PR #1465, opened 2025-02-01
Avoid excessive file system watches for --server

### LINKED ISSUE #1468: Excessive file system watches for --server
Created to track the resolution of the issue originally reported as part of PR #1465 . Text below is copied from that PR.

**`dotnet-csharpier --server` accidentally installs file system watches for the entire directory.**

Editor plugins, like the Rider extension, run the csharpier server in the root directory of a solution. Using the root directory as the content root for an ASP.NET application is a bad idea, because the default host setup installs a recursive file system watch on the entire directory. This file system watch does not honor any ignore files and will quickly exhaust OS resource with large solutions/multiple server processes. This is problematic, because IDEs heavily rely on file system watchers to ensure that their file explorers match the state of the file system. Once csharpier has gobbled up all of the available file system watches, IDEs either have to resort to expensive polling or start to miss updates that happen outside of the IDE.

# Observations
When using CSharpier in the rider extension with `--server` mode enabled, I regularly run out of inotify watches. My system (Fedora Linux 41) is configured to allow millions of watches, yet that still isn't sufficient. 

image
```
# sysctl -a | grep inotify
fs.inotify.max_user_instances = 1048576
fs.inotify.max_user_watches = 2400000
```

When I check which processes are using that many file system watches, I see that `csharpier` is **by far** the single biggest offender.

```
PID 9325 (/home/chris/.cache/csharpier/0.30.6/dotnet-csharpier --server ): 278088 watches
PID 9392 (/home/chris/.cache/csharpier/0.30.6/dotnet-csharpier --server ): 277027 watches
PID 9448 (/home/chris/.cache/csharpier/0.30.6/dotnet-csharpier --server ): 277115 watches
PID 9485 (/home/chris/.cache/csharpier/0.30.6/dotnet-csharpier --server ): 278089 watches
PID 9538 (/home/chris/.cache/csharpier/0.30.6/dotnet-csharpier --server ): 278088 watches
PID 9684 (/home/chris/.cache/csharpier/0.30.6/dotnet-csharpier --server ): 278049 watches
PID 9837 (/home/chris/.cache/csharpier/0.30.6/dotnet-csharpier --server ): 278088 watches
```

I investigated by running csharpier under `strace`:

```bash
sudo strace -e trace=inotify_add_watch -u chris /home/chris/.dotnet/tools/dotnet-csharpier --server
```

and it would immediately list hundreds of thousands of calls to `inotify_add_watch` (the system call that is used to implement `FileSystemWatcher` on Linux). In there you would find `inotify_add_watch` calls for absolutely _everything_. `.idea`, `bin`, `obj`, `.git` with all of their subdirectories.

That was strange, since csharpier itself doesn't use FileSystemWatcher (except for the vscode extension config file). Running csharpier under the debugger revealed that **it was the `WebApplication.CreateBuilder` call itself that set these file system watches up as part of the default configuration setup.**

# Solution Approaches
## Change process working directory
We could, for instance, change the extensions to configure the process working directory for the `--server` process to be the cache directory. The process working directory is used as the default directory for the content root. 

This approach has the big advantage that it would also fix the issue for older versions of csharpier. 

The csharpier cache directory is not entirely empty. There are hidden subdirectories for different versions of .NET and for different languages, but at least they won't change as the user is working (no big git checkouts).

## `CreateSlimBuilder` :x: 
Uses the same default configuration setup.

## `CreateEmptyBuilder` :grey_question: 
Would work in theory, but the csharpier team would have to maintain the custom setup of the host.

## `NullFileProvider` :x: 
The [NullFileProvider](https://learn.microsoft.com/en-us/dotnet/api/microsoft.extensions.fileproviders.nullfileprovider?view=net-9.0-pp&viewFallbackFrom=net-8.0) is a dummy implementation that would prevent the web app to look for its config files in the default directory.

Unfortunately, you can't set it up early enough. The file system watchers are installed as part of the `CreateBuilder` call already. The file provider configuration can only be added later.

## Only make this change for Linux :grey_question: 
We could easily scope this change to only apply to Linux, but I'm also concerned about the issue of accidentally picking up and honoring `appsettings.json` files from the current directory. While it's probably not _super_ common to have `appsettings.json` files at the root of a repository, it would nonetheless be very confusing (e.g., if the csharpier server would suddenly snatch away the same port as the real application).

And even if other OSs don't have similarly harsh consequences for running out of watches, csharpier still asks the OS to watch the entire repository, potentially slowing down unrelated operations like git fetch or npm install.

chklauser:
Fixes #1468 (`dotnet-csharpier --server` accidentally installs file system watches for the entire directory.)

We configure the server to run against a temporary, empty directory instead, so that the file system watcher that does get installed only has to watch a single, empty directory.

This also means that the server won't pick up the default appsettings.json files in the working directory. We probably don't want this anyway because these appsettings could be intended for the user's solution, not for csharpier.

Alternative approaches are discussed in #1468

### DIFF
--- a/Src/CSharpier.Cli/Server/ServerFormatter.cs
+++ b/Src/CSharpier.Cli/Server/ServerFormatter.cs
@@ -17,7 +17,21 @@ internal static class ServerFormatter
         string? actualConfigPath
     )
     {
-        var builder = WebApplication.CreateBuilder();
+        // Editor plugins, like the Rider extension, run the server in the root directory
+        // of a solution. Using the root directory as the content root for an ASP.NET application
+        // is a bad idea, because the default host setup installs a recursive file system watch on the entire
+        // directory. This file system watch does not honor any ignore files and will quickly exhaust OS resource
+        // with large solutions/multiple server processes.
+        // We thus configure the server to run against a temporary, empty directory instead. This also means that
+        // the server won't pick up the default appsettings.json files in the working directory.
+        // We probably don't want this anyway because these appsettings could be intended for the user's solution,
+        // not for csharpier.
+        var emptyContentRoot = Directory.CreateTempSubdirectory("csharpier-empty-content-root");
+        AppDomain.CurrentDomain.ProcessExit += (_, _) =>
+            Directory.Delete(emptyContentRoot.FullName, true);
+        var builder = WebApplication.CreateBuilder(
+            new WebApplicationOptions { ContentRootPath = emptyContentRoot.FullName }
+        );
         builder.WebHost.ConfigureKestrel(
             (_, serverOptions) =>
             {


chklauser:
I'll revert the unintentional formatting changes. Give me a sec.

belav:
Thanks for the thorough explanation of the issue!

I wasn't sure how the file watcher uses the project directory as the content root and had the thought that a possible fix would be to set the working directory of the process to the same directory that the csharpier process exists in.

[rider](https://github.com/belav/csharpier/blob/main/Src/CSharpier.Rider/src/main/java/com/intellij/csharpier/CSharpierProcessServer.java#L43) does not set a working directory at all. So if the default behavior of rider is to run the process from the project root that could explain how it ends up as the content root.

[vscode](https://github.com/belav/csharpier/blob/main/Src/CSharpier.VSCode/src/CSharpierProcessServer.ts#L38) does specifically set the project directory as the working directory when starting the process. That was changed in #543 but I'm not exactly sure why it was needed.

I think it's worth checking if setting the working directory to the same directory as the csharpier process solves this problem. It means the issue can be fixed by just updating the extensions. When a file is formatted the path of that file is passed to the server, so I am fairly certain we can get anything we need using that path.

If that doesn't work I'd be inclined have the extensions disable csharpier server on linux for versions without this fix.

chklauser:
**Yes, I can confirm that it is the working directory that gets used as the default content root** (checked with strace). So if the extensions would set the process working directory to the same directory as the `dotnet-csharpier` executable, the file system watches wouldn't be that much of a problem.

I still see a bunch watches for directories in the `~/.cache/csharpier/$version/` directory, `.store` with different subdirectories for languages and .net versions. Unnecessary work still happens. But at least those directories won't experience massive changes (such as git checkouts) while you are working.

But I ultimately don't have a strong opinion on how exactly the issue gets fixed. I have created an issue #1468 with the problem description above (in case there are going to be multiple PRs).

belav:
I think it makes sense to have the plugin changes + this change. This change is better long term and I'm assuming updating the plugins fixes it for users on older versions.

Thanks again for the contributions!

belav (approved):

__________

From the material above, determine how many lines hold the string "same"; give the number without comment.

5